[<prev] [next>] [<thread-prev] [thread-next>] [day] [month] [year] [list]
Message-Id: <20210121065349.3188251-20-guoren@kernel.org>
Date: Thu, 21 Jan 2021 14:53:40 +0800
From: guoren@...nel.org
To: guoren@...nel.org
Cc: linux-kernel@...r.kernel.org, linux-csky@...r.kernel.org,
Guo Ren <guoren@...ux.alibaba.com>,
Palmer Dabbelt <palmerdabbelt@...gle.com>
Subject: [PATCH 20/29] csky: Reconstruct VDSO framework
From: Guo Ren <guoren@...ux.alibaba.com>
Reconstruct vdso framework to support future vsyscall,
vgettimeofday features. These are very important features to reduce
system calls into the kernel for performance improvement.

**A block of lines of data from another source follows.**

PR #2823, opened 2025-03-08
feat: Enable to save slowlog in logfile

greatsharp:


aleksraiden:
It's a good idea, thanks!

src/stats/log_collector.cc
```diff
@@ -89,6 +101,37 @@ void LogCollector<T>::PushEntry(std::unique_ptr<T> &&entry) {
...
+    if (entry->args.size() > 0) {
+      for (const auto &arg: entry->args) {
+        cmd.append(arg).append(" ");
+      }
+      cmd.pop_back();
+    }
+    // json format
+    auto log = fmt::format("[slowlog] {{\"id\":{}, \"timestamp\":{}, \"duration\":{}, \"cmd\":\"{}\", "
+        "\"ip\":\"{}\", \"port\":{}, \"client_name\":\"{}\"}}",
+        entry->id, entry->time, entry->duration, cmd, entry->ip, entry->port, entry->client_name);
```
PragmaTwice: Hmm in other places we don't use JSON format in logs, so maybe we should consider if we want to use JSON format in log here.

greatsharp: 1. just want to show slowlog integrally in log file, distinguish with other runtime logs.
Snipaste_2025-03-09_10-13-27

2. if third-party software wants to gather slowlog from log file, json format maybe more friendlly.

torwig: @greatsharp I think it's already distinguished since the lines have the `[slowlog]` prefix. What @PragmaTwice might suggested was to introduce one more option to specify the slow log format (for example, "text" (default) or "json"). WDYT, @PragmaTwice ?

greatsharp: @aleksraiden @torwig @PragmaTwice @git-hulk .
Excuse me, should I change the json format to normal?

torwig: In my opinion there are two options:
1. Make a slow log in the same format as other logs.
2. Introduce a setting to choose the JSON format for the slow log records.

I would like to hear opinions on this.

git-hulk: Agree with @torwig, both of them are good to me.

torwig: @greatsharp, as far as I can see, you didn't change one of the options I mentioned. We can start with option 1; later, if there is demand, we can easily transform it into option 2 by adding one more setting.

greatsharp: @torwig
I agree with you, make it simple at first. 
I tried to submit code yesterday, but continuesly reject by github of code 403, let me try today.

greatsharp: @git-hulk @torwig check again.

torwig (approved):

The patch is reference RISC-V's
Signed-off-by: Guo Ren <guoren@...ux.alibaba.com>
Cc: Palmer Dabbelt <palmerdabbelt@...gle.com>
---
arch/csky/abiv1/inc/abi/vdso.h | 18 ++--
arch/csky/abiv2/inc/abi/vdso.h | 20 +----
arch/csky/include/asm/vdso.h | 19 ++++-
arch/csky/kernel/Makefile | 2 +-
arch/csky/kernel/signal.c | 4 +-
arch/csky/kernel/vdso.c | 123 +++++++++++++++------------
arch/csky/kernel/vdso/.gitignore | 4 +
arch/csky/kernel/vdso/Makefile | 67 +++++++++++++++
arch/csky/kernel/vdso/note.S | 12 +++
arch/csky/kernel/vdso/rt_sigreturn.S | 14 +++
arch/csky/kernel/vdso/so2s.sh | 5 ++
arch/csky/kernel/vdso/vdso.S | 16 ++++
arch/csky/kernel/vdso/vdso.lds.S | 54 ++++++++++++
13 files changed, 269 insertions(+), 89 deletions(-)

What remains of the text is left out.